What is the typical Q-factor achievable with LGS resonators at 10 MHz?

Measured unloaded Q-values range from 1.2×10⁵ to 2.5×10⁵ depending on electrode design, mounting configuration, and ambient pressure—significantly higher than AT-cut quartz under equivalent conditions.
Can these wafers be bonded directly to silicon wafers using anodic bonding?

No—anodic bonding is not feasible due to LGS’s non-alkali composition and low sodium ion mobility. Alternative approaches include Au–Au thermocompression bonding or polymer-based adhesive lamination with controlled CTE matching.
Do you provide custom Euler angle cuts outside the two standard orientations?
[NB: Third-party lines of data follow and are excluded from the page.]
PR #194, opened 2026-03-04
add tuple_size to camp::array

gberg617:
Add tuple_size to camp::array.  This is needed in order to use camp::apply on arrays.

### DIFF
--- a/include/camp/array.hpp
+++ b/include/camp/array.hpp
@@ -31,7 +31,6 @@
 
 namespace camp
 {
-
 ///
 /// Provides a portable std::array-like class.
 ///
--- a/include/camp/array.hpp
+++ b/include/camp/array.hpp
@@ -22,8 +22,8 @@
 
 #include <cstddef>
 #include <stdexcept>
-#include <tuple>
 #include <type_traits>
+#include <utility>
 
 #include "camp/defines.hpp"
 #include "camp/helpers.hpp"
--- a/include/camp/array.hpp
+++ b/include/camp/array.hpp
@@ -22,6 +22,7 @@
 
 #include <cstddef>
 #include <stdexcept>
+#include <tuple>
 #include <type_traits>
 
 #include "camp/defines.hpp"
@@ -30,8 +31,6 @@
 
 namespace camp
 {
-template <typename Tuple>
-struct tuple_size;
 
 ///
 /// Provides a portable std::array-like class.
@@ -286,10 +285,6 @@ CAMP_HOST_DEVICE constexpr void swap(array<T, N>& a, array<T, N>& b) noexcept(
 {
   a.swap(b);
 }
-
-template <typename T, size_t N>
-struct tuple_size<array<T, N>> : ::camp::num<N> {
-};
 
 namespace detail
 {
--- a/include/camp/array.hpp
+++ b/include/camp/array.hpp
@@ -30,6 +30,9 @@
 
 namespace camp
 {
+template <typename Tuple>
+struct tuple_size;
+
 ///
 /// Provides a portable std::array-like class.
 ///
@@ -283,6 +286,10 @@ CAMP_HOST_DEVICE constexpr void swap(array<T, N>& a, array<T, N>& b) noexcept(
 {
   a.swap(b);
 }
+
+template <typename T, size_t N>
+struct tuple_size<array<T, N>> : ::camp::num<N> {
+};
 
 namespace detail
 {
--- a/include/camp/tuple.hpp
+++ b/include/camp/tuple.hpp
@@ -17,6 +17,7 @@
 #include <sstream>
 #include <type_traits>
 
+#include "camp/array.hpp"
 #include "camp/concepts.hpp"
 #include "camp/map.hpp"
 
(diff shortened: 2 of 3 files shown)


rhornung67 (approved):

include/camp/tuple.hpp
```diff
@@ -52,6 +53,10 @@ template <typename... Args>
 struct tuple_size<tuple<Args...>> : ::camp::num<sizeof...(Args)> {
 };
 
+template <typename T, size_t N>
+struct tuple_size<array<T, N>> : ::camp::num<N> {
```
adayton1, line 57: There's already a tuple_size entity in array.hpp. Does that one not work?

gberg617: That one does not work for me because it's defined within the std namespace. `camp::apply` looks for `camp::tuple_size`, so we need to define one that specializes for `camp::array`.

adayton1: Can you move this one to array.hpp, then?

adayton1:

Yes—custom cuts are available upon request with minimum order quantity of 5 wafers and lead time of 8–12 weeks, subject to orientation feasibility validation via orientation simulation and XRD verification.
Is post-polish annealing performed, and if so, under what atmosphere?

All double-side polished wafers undergo vacuum annealing at 900 °C for 2 hours in 10⁻⁵ Pa to relieve polishing-induced subsurface damage and stabilize surface stoichiometry.
Are these wafers suitable for use in FDA-regulated medical device manufacturing?

Yes—material traceability, cleanroom packaging, and compliance with ASTM E595 and ISO 14644-1 make them suitable for Class II/III device supply chains; full documentation packages (including CoA, CoC, and RoHS/REACH statements) are provided upon order fulfillment.